PR #1001, opened 2022-04-11
fix: throw when no id in query

gikf:
Co-authored-by: Oliver Eyton-Williams <ojeytonwilliams@gmail.com>

---

- `getId` throws when there's no id in query.
- Removes obsolete ` || -1` from where it's used.

### DIFF
--- a/client/src/hooks/useFetchIfId.ts
+++ b/client/src/hooks/useFetchIfId.ts
@@ -1,0 +1,20 @@
+import { useEffect } from 'react';
+
+interface Options {
+  variables: {
+    id: number;
+  };
+}
+
+export function useFetchIfId(
+  id: number | null,
+  fetchData: (options: Options) => void,
+): void {
+  useEffect(() => {
+    if (id !== null) {
+      fetchData({
+        variables: { id },
+      });
+    }
+  }, [id]);
+}
--- a/client/src/modules/dashboard/Chapters/Users/pages/ChapterUsersPage.tsx
+++ b/client/src/modules/dashboard/Chapters/Users/pages/ChapterUsersPage.tsx
@@ -11,7 +11,7 @@ import { getId } from '../../../../../util/getId';
 export const ChapterUsersPage: NextPage = () => {
   const router = useRouter();
 
-  const id = getId(router.query) || -1;
+  const id = getId(router.query);
 
   const { loading, error, data } = useChapterUsersQuery({
     variables: { id },
--- a/client/src/modules/dashboard/Chapters/pages/ChapterPage.tsx
+++ b/client/src/modules/dashboard/Chapters/pages/ChapterPage.tsx
@@ -12,7 +12,7 @@ import { Layout } from '../../shared/components/Layout';
 
 export const ChapterPage: NextPage = () => {
   const router = useRouter();
-  const id = getId(router.query) || -1;
+  const id = getId(router.query);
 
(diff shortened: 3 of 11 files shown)


ojeytonwilliams:
Oops, I wasn't thinking about building the static site.  I've looked around a bit and it it seems like `router.isReady` can be used to work around this: https://github.com/vercel/next.js/discussions/11484

Something as simple as passing `router` into `getId` and returning `null` if it's not ready or it can't find an id should be fine.  Then we can render null until the page is ready.

Does that sound reasonable?

gikf:
I'm having troubles with using `router.isReady` without errors or warnings.

When using it in `getId` function:
```ts
export const getId = (router: NextRouter): number | null => {
  if (!router.isReady) {
    return null;
  }
/* ... */
}
```

```ts
  const id = getId(router);

  if (!id) {
    return null;
  }
```
This gives out warnings like:
```
Warning: React has detected a change in the order of Hooks called by ChapterUsersPage. This will lead to bugs and errors if not fixed. For more information, read the Rules of Hooks: https://reactjs.org/link/rules-of-hooks

   Previous render            Next render
   ------------------------------------------------------
1. useContext                 useContext
2. undefined                  useContext
   ^^^^^^^^^^^^^^^^^^^^^^^^^^^^^^^^^^^^^^^^^^^^^^^^^^^^^^
```

---

On the other hand https://nextjs.org/docs/api-reference/next/router suggests to use it within `useEffect`, with that and removing check for `id` (which was causing for this case different errors):
```ts
  const [id, setId] = useState(Number);
  useEffect(() => {
    if (!router.isReady) {
      return;
    }
    setId(getId(router));
  }, [router.isReady]);
```
This approach often (although not every time) is throwing error as if the query is executed with not existing `id`.

Any ideas?

ojeytonwilliams:
Hey @gikf, so I played around with this a little and this is what I came up with.  The idea is that `getId` returns `null` if it can't find the id. I don't believe we need to use `isReady`, because we only really care if the id is defined (as far as I can see).

Since the id is always `null` initially, I did end up using lazy queries. Without them, there's always going to be a useless request.

Anyways, before I go too deep down this rabbit hole I could use some feedback.  Does this whole thing seem reasonable?

gikf:
Keep in mind I'm still weirded out by most of the react/next things.

For what this does, it adds some, but not that much complexity. And what are known alternatives? Keeping things like they are right now and/or just changing `getId` to return `-1` as default.

ojeytonwilliams:
> Keep in mind I'm still weirded out by most of the react/next things.

No worries, I'm still not *that* used to next and I can definitely get better at react!

> And what are known alternatives? Keeping things like they are right now and/or just changing getId to return -1 as default.

Three possibilities I'm aware of:

1. The approach you mentioned: fetch an invalid id (i.e. -1) on first render 
2. Fetch nothing on first render and only fetch once a valid id has been found
3. Use another approach to get the id on the first render (e.g. parse `window.location` to extract the id)

To be honest, I'm 100% not sure which is best, but 2 seems to be the way to go.  Reason being, 1. means pointless requests and 3. is a pain when you try to generate static pages.  You can't access `window.location` at that point, so you have to conditionally get the id... at which point you're back to 1. or 2. but more convoluted.

ojeytonwilliams:
Since https://github.com/freeCodeCamp/chapter/pull/1396 has gone in, this seems redundant. We can try to optimize later, if we need to!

→ **The task**: Write the records out in full, exactly as they read above.

→ **Output below**:
PR #1001, opened 2022-04-11
fix: throw when no id in query

gikf:
Co-authored-by: Oliver Eyton-Williams <ojeytonwilliams@gmail.com>

---

- `getId` throws when there's no id in query.
- Removes obsolete ` || -1` from where it's used.

### DIFF
--- a/client/src/hooks/useFetchIfId.ts
+++ b/client/src/hooks/useFetchIfId.ts
@@ -1,0 +1,20 @@
+import { useEffect } from 'react';
+
+interface Options {
+  variables: {
+    id: number;
+  };
+}
+
+export function useFetchIfId(
+  id: number | null,
+  fetchData: (options: Options) => void,
+): void {
+  useEffect(() => {
+    if (id !== null) {
+      fetchData({
+        variables: { id },
+      });
+    }
+  }, [id]);
+}
--- a/client/src/modules/dashboard/Chapters/Users/pages/ChapterUsersPage.tsx
+++ b/client/src/modules/dashboard/Chapters/Users/pages/ChapterUsersPage.tsx
@@ -11,7 +11,7 @@ import { getId } from '../../../../../util/getId';
 export const ChapterUsersPage: NextPage = () => {
   const router = useRouter();
 
-  const id = getId(router.query) || -1;
+  const id = getId(router.query);
 
   const { loading, error, data } = useChapterUsersQuery({
     variables: { id },
--- a/client/src/modules/dashboard/Chapters/pages/ChapterPage.tsx
+++ b/client/src/modules/dashboard/Chapters/pages/ChapterPage.tsx
@@ -12,7 +12,7 @@ import { Layout } from '../../shared/components/Layout';
 
 export const ChapterPage: NextPage = () => {
   const router = useRouter();
-  const id = getId(router.query) || -1;
+  const id = getId(router.query);
 
(diff shortened: 3 of 11 files shown)


ojeytonwilliams:
Oops, I wasn't thinking about building the static site.  I've looked around a bit and it it seems like `router.isReady` can be used to work around this: https://github.com/vercel/next.js/discussions/11484

Something as simple as passing `router` into `getId` and returning `null` if it's not ready or it can't find an id should be fine.  Then we can render null until the page is ready.

Does that sound reasonable?

gikf:
I'm having troubles with using `router.isReady` without errors or warnings.

When using it in `getId` function:
```ts
export const getId = (router: NextRouter): number | null => {
  if (!router.isReady) {
    return null;
  }
/* ... */
}
```

```ts
  const id = getId(router);

  if (!id) {
    return null;
  }
```
This gives out warnings like:
```
Warning: React has detected a change in the order of Hooks called by ChapterUsersPage. This will lead to bugs and errors if not fixed. For more information, read the Rules of Hooks: https://reactjs.org/link/rules-of-hooks

   Previous render            Next render
   ------------------------------------------------------
1. useContext                 useContext
2. undefined                  useContext
   ^^^^^^^^^^^^^^^^^^^^^^^^^^^^^^^^^^^^^^^^^^^^^^^^^^^^^^
```

---

On the other hand https://nextjs.org/docs/api-reference/next/router suggests to use it within `useEffect`, with that and removing check for `id` (which was causing for this case different errors):
```ts
  const [id, setId] = useState(Number);
  useEffect(() => {
    if (!router.isReady) {
      return;
    }
    setId(getId(router));
  }, [router.isReady]);
```
This approach often (although not every time) is throwing error as if the query is executed with not existing `id`.

Any ideas?

ojeytonwilliams:
Hey @gikf, so I played around with this a little and this is what I came up with.  The idea is that `getId` returns `null` if it can't find the id. I don't believe we need to use `isReady`, because we only really care if the id is defined (as far as I can see).

Since the id is always `null` initially, I did end up using lazy queries. Without them, there's always going to be a useless request.

Anyways, before I go too deep down this rabbit hole I could use some feedback.  Does this whole thing seem reasonable?

gikf:
Keep in mind I'm still weirded out by most of the react/next things.

For what this does, it adds some, but not that much complexity. And what are known alternatives? Keeping things like they are right now and/or just changing `getId` to return `-1` as default.

ojeytonwilliams:
> Keep in mind I'm still weirded out by most of the react/next things.

No worries, I'm still not *that* used to next and I can definitely get better at react!

> And what are known alternatives? Keeping things like they are right now and/or just changing getId to return -1 as default.

Three possibilities I'm aware of:

1. The approach you mentioned: fetch an invalid id (i.e. -1) on first render 
2. Fetch nothing on first render and only fetch once a valid id has been found
3. Use another approach to get the id on the first render (e.g. parse `window.location` to extract the id)

To be honest, I'm 100% not sure which is best, but 2 seems to be the way to go.  Reason being, 1. means pointless requests and 3. is a pain when you try to generate static pages.  You can't access `window.location` at that point, so you have to conditionally get the id... at which point you're back to 1. or 2. but more convoluted.

ojeytonwilliams:
Since https://github.com/freeCodeCamp/chapter/pull/1396 has gone in, this seems redundant. We can try to optimize later, if we need to!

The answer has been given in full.